Hi Sam,

On Wed, Apr 4, 2018 at 2:50 AM, Webb, Samuel M. <samwebb@slac.stanford.edu> wrote:

Hi all -

I've run into a lot of problems with Mac installs in general with my compiled XAS programs as well, particularly with the latest High Sierra update.  It's been pointed out to me by a few users that another potential work around is to use Wine 3.0 https://www.winehq.org as an emulator of sorts (and its free) to run a windows program within the MacOS environment.  It's smaller and more compact than say Parallels or VMware as it doesn't do the whole operating system, hence the free part.  Its seems easy to install, and also makes for one less OS to maintain a distribution for.  It may not be the most elegant solution, but it could work for some... I may end up using this for myself rather than maintaining a native Mac distribution in the future.  

Sam

Thanks -- that's an interesting idea.  I certainly like the idea of combining Sixpack and Wine, though do we need XAS for that ;).  I hadn't thought about Wine in many years, and didn't realize it supported macOS. But I just tried installing wine on high Sierra, and then Demeter and Sixpack.   I was able to run Sixpack, though with  "wine sixpack.exe" from the command line interface from a "Open Wine Stable".  It seemed like it was working (read in some data, and plotted it anyway).  Trying to install and run the windows version of demeter did *not* work for me.  It seems that wine could not run the version of perl installed for Demeter, though the error messages were very cryptic and I have not looked into it any deeper.

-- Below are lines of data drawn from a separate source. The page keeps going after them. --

PR #1118, opened 2023-07-25
Relational Substring Domain

nathanschmidt:
This PR implements a relational domain tracking substring relations between string variables. It adapts [Arceri et al.'s generic proposition](https://link.springer.com/chapter/10.1007/978-3-030-94583-1_2) to fit the special design of C-strings. The domain can be understood as an enhancement to the null byte array domain, taking advantage of the tracked relations to analyze `strlen`, `strcmp`, `strncmp`, and especially `strstr` with greater precision. Indeed, to ensure all functions behave as expected, we use the query system to gain necessary information on a string's allocated memory size and its length.

The PR also introduces a new analysis using the new domain, with cases for `strcpy`, `strncpy`, `strcat`, `strncat`, `strlen`, `strstr`, `strcmp`, and `strncmp`. 

**This PR depends on #1076 and hence should only be merged afterwards.**

*TODOs:*

- [x] Implement `special` in the substring analysis
- [ ] Answer new queries and restructure `special` in `base` 
- [ ] Add regression tests


src/analyses/apron/relationalStringAnalyses.apron.ml
```diff
@@ -0,0 +1,47 @@
...
+      (module Spec)
+    )
+
+  let get_spec (): (module MCPSpec) =
+    Lazy.force spec_module
+
+  let after_config () =
+    let module Spec = (val get_spec ()) in
+    MCP.register_analysis (module Spec : MCPSpec);
+    GobConfig.set_string "ana.path_sens[+]"  (Spec.name ())
```
michael-schwarz, line 30: Is this needed?

src/dune
```diff
@@ -47,6 +47,14 @@
...
       (-> relationPrecCompareUtil.no-apron.ml)
     )
+    (select relationalStringAnalyses.ml from
+      (apron -> relationalStringAnalyses.apron.ml)
+      (-> relationalStringAnalyses.no-apron.ml)
+    )
+    (select relationalStringDomains.ml from
+      (apron -> relationalStringDomains.apron.ml)
+      (-> relationalStringDomains.no-apron.ml)
+    )
```
sim642, line 57: The fact that a relational string analysis, which has nothing to do with Apron, needs to do these hacks, means that we really need to refactor our generic relational analysis first to decouple it from Apron.

michael-schwarz:
We'll place reviews on hold until the implementation has progressed further, please ping us once that is the case @nathanschmidt !

michael-schwarz:
We have now merged #1076, so this hopefully is no longer blocked!

nathanschmidt:
> We have now merged #1076, so this hopefully is no longer blocked!

Yes, thank you for finishing the other PR! I'll try my best to get around to it, but I currently have a lot of other work, so unfortunately no guarantees.

jerhard:
While this is a very interesting approach, it is not yet integrated into the other analyses. Thus, we close this for now.

PR #1123, opened 2023-07-31
Improve multi-threaded UAF analysis and add SVComp result generation

mrstanb:
This PR:
* Updates the multi-threaded UAF analysis by now globally tracking a set of tuples of the form `(tid, {must-joined threads})`, where `tid` denotes the tid of a thread which has freed the memory being tracked for UAF
* Adds SVComp result generation for UAF-related memory safety bugs


src/analyses/useAfterFree.ml
```diff
@@ -27,40 +28,61 @@ struct
   let get_current_threadid ctx =
     ctx.ask Queries.CurrentThreadId
 
+  let get_joined_threads ctx =
+    ctx.ask Queries.MustJoinedThreads
+
+  let warn_about_deactivated_thread_joins () =
+    if not @@ List.mem "threadJoins" @@ get_string_list "ana.activated" then
+      M.warn "Running without thread joins analysis. Multi-threaded UAF detection might be imprecise!"
```
sim642, line 36: This "warning" is currently causing some CI failures. I think we don't need this because that applies generally to many of our (multi-threaded) analyses.

src/witness/svcomp.ml
```diff
@@ -52,6 +52,7 @@ struct
         | UnreachCall _ -> "unreach-call"
         | NoOverflow -> "no-overflow"
         | NoDataRace -> "no-data-race" (* not yet in SV-COMP/Benchexec *)
+        | MemorySafety -> "memory-safety"
```
sim642, line 55: There is no `memory-safety` property in SV-COMP: https://sv-comp.sosy-lab.org/2023/rules.php. There's `valid-free`, `valid-deref`, `valid-memtrack` and `valid-memcleanup`.

I'm not sure if use-after-free directly maps to any one of them. I think it's part of `valid-deref` but that means we have to soundly find all other possible invalid dereferences as well, not just those after `free`. So we might not be able to support this property and compete in those SV-COMP categories still.

src/analyses/useAfterFree.ml
```diff
@@ -125,9 +149,25 @@ struct
...
+    let side_effect_globals_to_heap_var heap_var globals_to_add =
+      let (tid_to_add, joined_threads_to_add) = globals_to_add in
+      let current_globals = ctx.global heap_var in
+      (*
+        * Check if there are tuples with the same first component (i.e., tid)
+        * If no, side-effect the globals that we receive here and be done
+        * If yes, join all second components together and side-effect a single global with
+        the tid as first component and the joined second components as a single second component
+      *)
+      let globals_with_same_tid = G.filter (fun (tid, _) -> ThreadIdDomain.ThreadLifted.equal tid tid_to_add) current_globals in
```
sim642, line 162: This sounds like `G` should be a `MapDomain`, not a `SetDomain` of pairs where a complete iteration is done to check equality on first component. Or am I mistaken?

sim642 (changes requested):

src/witness/svcomp.ml
mrstanb: UAF should be part of the `valid-free` category (although it's technically also part of `valid-deref`).

The idea we discussed with @michael-schwarz here was to add SVComp result generation for the entire "Memory Safety" group of properties (i.e., `valid-free`, `valid-deref`, `valid-memtrack`), so that we could let the UAF analysis run against the SVComp benchmarks and see if the UAF analysis is sound and covering all cases. For the rest of the cases, we assumed it'll be normal to not be sound at the moment, as we're only attempting to test the UAF detection functionality.

mrstanb: If `memory-safety` doesn't make any sense as a property, I can change it to `valid-free` (resp. also add the cases for `valid-deref`, `valid-memtrack`).

What do you think?

mrstanb: Should we also add a `valid-memsafety.prp` file in `tests/sv-comp` and write some test code for this?

src/analyses/useAfterFree.ml
```diff
@@ -125,9 +142,18 @@ struct
...
-  let side_effect_mem_free ctx freed_heap_vars threadid =
-    let threadid = G.singleton threadid in
-    D.iter (fun var -> ctx.sideg var threadid) freed_heap_vars
+  let side_effect_mem_free ctx freed_heap_vars threadid joined_threads =
+    let side_effect_globals_to_heap_var heap_var =
+      let current_globals = ctx.global heap_var in
+      let joined_threads_to_add = match G.find_opt threadid current_globals with
+        | Some threads -> ConcDomain.ThreadSet.inter joined_threads threads
+        | None -> joined_threads
+      in
```
michael-schwarz, line 151: Any reason this accumulation cannot happen inside the side-effect by default?

tests/regression/74-use_after_free/13-multi-threaded-uaf-with-joined-thread.c
```diff
@@ -0,0 +1,33 @@
...
+#include <pthread.h>
+
+int* gptr;
+
+// Mutex to ensure we don't get race warnings, but the UAF warnings we actually care about
+pthread_mutex_t mtx = PTHREAD_MUTEX_INITIALIZER;
+
+void *t_use(void* p) {
+    pthread_mutex_lock(&mtx);
+    *gptr = 0; //NOWARN
```
michael-schwarz, line 13: I think the reason we still produce a warning here is the following: We check the set of potentially started threads calling `free`, removing those which will definitely be must-joined at the point when `free` is called.

Here, however it is the **current thread** that will be must joined at the point at which free is called.

That seems like it is somehow a separate issue from checking whether any of the threads calling free can already have been started?

michael-schwarz: Ideally, we'd also want to add a test for the case which your current implementation now catches.

src/analyses/useAfterFree.ml
mrstanb: In case a `join` occurs whenever one performs a side-effect via `ctx.sideg`, then I guess this accumulation here is indeed redundant. Furthermore, since the range of the map lattice, representing `G`, is a must set, I guess that a set intersection would be performed inside the side-effect by default.

If my assumptions are correct, then I guess we could it remove this.

src/witness/svcomp.ml
michael-schwarz: > Should we also add a `valid-memsafety.prp` file in `tests/sv-comp` and write some test code for this?

Sounds like a good idea! 

> does this make (at least some) sense?

@sim642 did you get around to having a look at Stanimir's changes?

sim642: Not yet, but I'll try to soon.

src/witness/svcompSpec.ml
```diff
@@ -23,6 +27,16 @@ let of_string s =
...
+  else if Str.string_match regexp s 0 then
+    let global = Str.matched_group 1 s in
+    if global = "valid-free" then
+      ValidFree
+    else if global = "valid-deref" then
+      ValidDeref
+    else if global = "valid-memtrack" then
+      ValidMemtrack
+    else
+      failwith "Svcomp.Specification.of_string: unknown global expression"
```
sim642, line 39: The problem with this is that the property file in SV-COMP doesn't contain just one, but all three at once: https://gitlab.com/sosy-lab/benchmarking/sv-benchmarks/-/blob/3d65c76d8521ef5bc79077a31e7b7e41dd077309/c/properties/valid-memsafety.prp.
But we can leave it for now if the idea is to at least test one of them specifically. I can do larger refactoring of the SV-COMP stuff to allow for multi-property.

It just means that as-is, this isn't ready for `valid-memsafety.prp` from SV-COMP.

src/framework/analysisState.ml
```diff
@@ -7,6 +7,15 @@ let should_warn = ref false
...
 let svcomp_may_overflow = ref false
 
+(** Whether a Use-After-Free (UAF) happened *)
+let svcomp_may_use_after_free = ref false
+
+(** Whether an invalid pointer dereference happened *)
+let svcomp_may_invalid_deref = ref false
+
+(** Whether an invalid memtrack happened *)
+let svcomp_may_invalid_memtrack = ref false
```
sim642, line 17: This still treats use-after-free as equivalent to invalid-free, but as I mentioned above, that's not the case. A UAF constitutes as an invalid-deref of memory which has been freed, while the freeing itself was completely valid.

So UAF is a subclass of invalid-deref. But being a subclass means we can't soundly analyze that unless we also find every other invalid-deref, not just UAF.
Also, competing in valid-memsafety requires verifying all three properties simultaneously. If we don't analyze the other two, we also cannot output sound results. So I'm doubtful that we'll be able to do anything meaningful in the actual SV-COMP scenario.

sim642 (changes requested):

tests/regression/74-use_after_free/06-uaf-struct.c
```diff
@@ -17,13 +17,15 @@ int main(int argc, char **argv) {
...
+        printf("[ auth = %p, service = %p ]\n", auth, service); //NOWARN
 
         if (fgets(line, sizeof(line), stdin) == NULL) break;
         
         if (strncmp(line, "auth ", 5) == 0) {
-            auth = malloc(sizeof(auth)); //WARN
-            memset(auth, 0, sizeof(auth)); //WARN
+            // No deref happening in either of the 2 lines below => no need to warn
+            auth = malloc(sizeof(auth)); //NOWARN
+            memset(auth, 0, sizeof(auth)); //NOWARN
```
michael-schwarz, line 28: Isn't the memset in fact equivalent  to a deref here? I think probably we need to do something in the special function now where we check for use-after-free when the library description says `w_deep` or `r_deep`?

tests/regression/74-use_after_free/11-wrapper-funs-uaf.c
```diff
@@ -27,12 +27,14 @@ int main(int argc, char const *argv[]) {
     my_free2(p);
 
     *(p + 42) = 'c'; //WARN
-    printf("%s", p); //WARN
-
-    char *p2 = p; //WARN
+    // No dereferencing in the line below => no need to warn
+    printf("%s", p); //NOWARN
```
michael-schwarz, line 31: Doesn't the %s implicitly dereference here?

tests/regression/74-use_after_free/06-uaf-struct.c
michael-schwarz: Or maybe even `r`, I don't recall if `r` refers to the pointer being dereferenced to read in our library description. Maybe @sim642 or @karoliineh recalls?

mrstanb: Good point, thanks for the tip! I saw that `memset` has a `w` access kind in `libraryFunctions.ml`. It should be treated as a dereference imo, since it internally dereferences the pointer anyways.

tests/regression/74-use_after_free/11-wrapper-funs-uaf.c
mrstanb: I believe it could be considered a dereference for reading the pointer's contents.

src/framework/analysisState.ml
mrstanb: The issue with the correct classification of UAF as `invalid-deref` is addressed and should be now fixed by https://github.com/goblint/analyzer/pull/1123/commits/d49db71fee1a9ffc125cf373eaa0bf2dab0baa58

src/witness/svcompSpec.ml
mrstanb: I'd suggest that we discuss and implement support for supporting all three properties, so that we can try and let all relevant analyses for `memory safety` run together in order to be able to evaluate how we are actually performing in SV-COMP for `memory safety`.

tests/regression/74-use_after_free/11-wrapper-funs-uaf.c
mrstanb: I looked into a `printf` implementation and it looks like the pointer is indeed dereferenced.

tests/regression/74-use_after_free/13-multi-threaded-uaf-with-joined-thread.c
mrstanb: > That seems like it is somehow a separate issue from checking whether any of the threads calling free can already have been started?

I think I found a solution for removing the WARN now. Cf. https://github.com/goblint/analyzer/pull/1123/commits/cd95e8d45dbcaf68adacd3508cc5938eec4d500c for the solution idea.

mrstanb: > Ideally, we'd also want to add a test for the case which your current implementation now catches.

I believe we already had one covering the implementation before https://github.com/goblint/analyzer/commit/cd95e8d45dbcaf68adacd3508cc5938eec4d500c, i.e., with the "current implementation" from a few weeks ago, namely test case `74/12`.

tests/regression/74-use_after_free/06-uaf-struct.c
mrstanb: Implicit dereferences, such as `memset` should be now covered by https://github.com/goblint/analyzer/pull/1123/commits/66f0c9da414be2dc0d989a9dd22db35978bf00ef

tests/regression/74-use_after_free/11-wrapper-funs-uaf.c
mrstanb: `printf` should now also be treated as an implicit dereference (cf. https://github.com/goblint/analyzer/pull/1123/commits/66f0c9da414be2dc0d989a9dd22db35978bf00ef)

michael-schwarz (approved):
LGTM!

michael-schwarz:
@sim642 If you still want to review this, it would be nice to do it soon, we hope to merge most of Stanimir's things before he defends his thesis in two weeks.

src/witness/svcompSpec.ml
```diff
@@ -23,6 +27,16 @@ let of_string s =
         UnreachCall f
       else
         failwith "Svcomp.Specification.of_string: unknown global not expression"
+  else if Str.string_match regexp s 0 then
```
mrstanb, line 30: As an info:
* This part here has been changed in a separate branch, used for the SV-COMP "Memory Safety" benchmarks
* It will be added to Goblint as part of another PR

src/analyses/useAfterFree.ml
```diff
@@ -24,83 +24,110 @@ struct
 
   (* HELPER FUNCTIONS *)
 
+  let set_global_svcomp_var is_double_free =
+    if is_double_free then
+      AnalysisState.svcomp_may_invalid_free := true
+    else
+      AnalysisState.svcomp_may_invalid_deref := true
+
```
mrstanb, line 32: This is also changed in the branch for the SV-COMP "Memory Safety" benchmarks and will be added to Goblint in a separate PR

src/analyses/useAfterFree.ml
```diff
@@ -175,9 +207,16 @@ struct
...
     let desc = LibraryFunctions.find f in
+    let is_arg_implicitly_derefed arg =
+      let read_shallow_args = LibraryDesc.Accesses.find desc.accs { kind = Read; deep = false } arglist in
+      let read_deep_args = LibraryDesc.Accesses.find desc.accs { kind = Read; deep = true } arglist in
+      let write_shallow_args = LibraryDesc.Accesses.find desc.accs { kind = Write; deep = false } arglist in
+      let write_deep_args = LibraryDesc.Accesses.find desc.accs { kind = Write; deep = true } arglist in
+      List.mem arg read_shallow_args || List.mem arg read_deep_args || List.mem arg write_shallow_args || List.mem arg write_deep_args
+    in
+    Option.iter (fun x -> warn_lval_might_contain_freed ("special: " ^ f.vname) ctx x) lval;
+    List.iter (fun arg -> warn_exp_might_contain_freed ~is_implicitly_derefed:(is_arg_implicitly_derefed arg) ~is_double_free:(f.vname = "free") ("special: " ^ f.vname) ctx arg) arglist;
```
sim642, line 219: `f.vname = "free"` is a very hard-coded check. It should instead look up `LibraryFunctions` for `Free` accesses.

src/witness/svcompSpec.ml
sim642: This stuff was run on SV-COMP but that was done per-specification or? because there's no handling of all three simultaneously here still.

mrstanb:
> This stuff was run on SV-COMP but that was done per-specification or? because there's no handling of all three simultaneously here still.

We added a workaround by having an internal "memory-safety" property which unites all three. This way we were able to let all three run and be tested simultaneously for the benchmarks

src/analyses/useAfterFree.ml
mrstanb: Should be fixed in https://github.com/goblint/analyzer/pull/1123/commits/75f15808590ae9e595bc3857ac353cd0cf595a57

src/witness/svcompSpec.ml
mrstanb: We added a workaround by having an internal "memory-safety" property which unites all three. This way we were able to let all three run and be tested simultaneously for the benchmarks

michael-schwarz: To clarify, this will be fixed in a follow-up PR, which will contain commits from the https://github.com/goblint/analyzer/tree/staging_memsafety branch, we just don't want to include them here yet to avoid polluting the history.

sim642 (approved):

michael-schwarz:
@mrstanb can you resolve the merge conflict with master? Then we should be good to go!

mrstanb:
> @mrstanb can you resolve the merge conflict with master? Then we should be good to go!

Sure, right away.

That said, I haven't had any problems with Python on high Sierra, though I'm using Anaconda Python and wxPython, and happily marching to Python3.6. Larch does install and run with an shell-script installer, and this does create small desktop Apps that run the various GUI programs.  To circumvent Apple's "trusted app provider" thing, these Apps are built with a script ("larch_makeicons") that is run after installation (and so run **by the user** from Apple's point of view).   That way I don't have to mess around with py2exe or PyApp (which seem to require continual fiddling), but only with the conda packages, which seems like much less fiddling to me.

Of course, I would love to incorporate as much of Sixpack into Larch as possible.  The XAS Viewer app is not fully-featured yet, but it is progressing.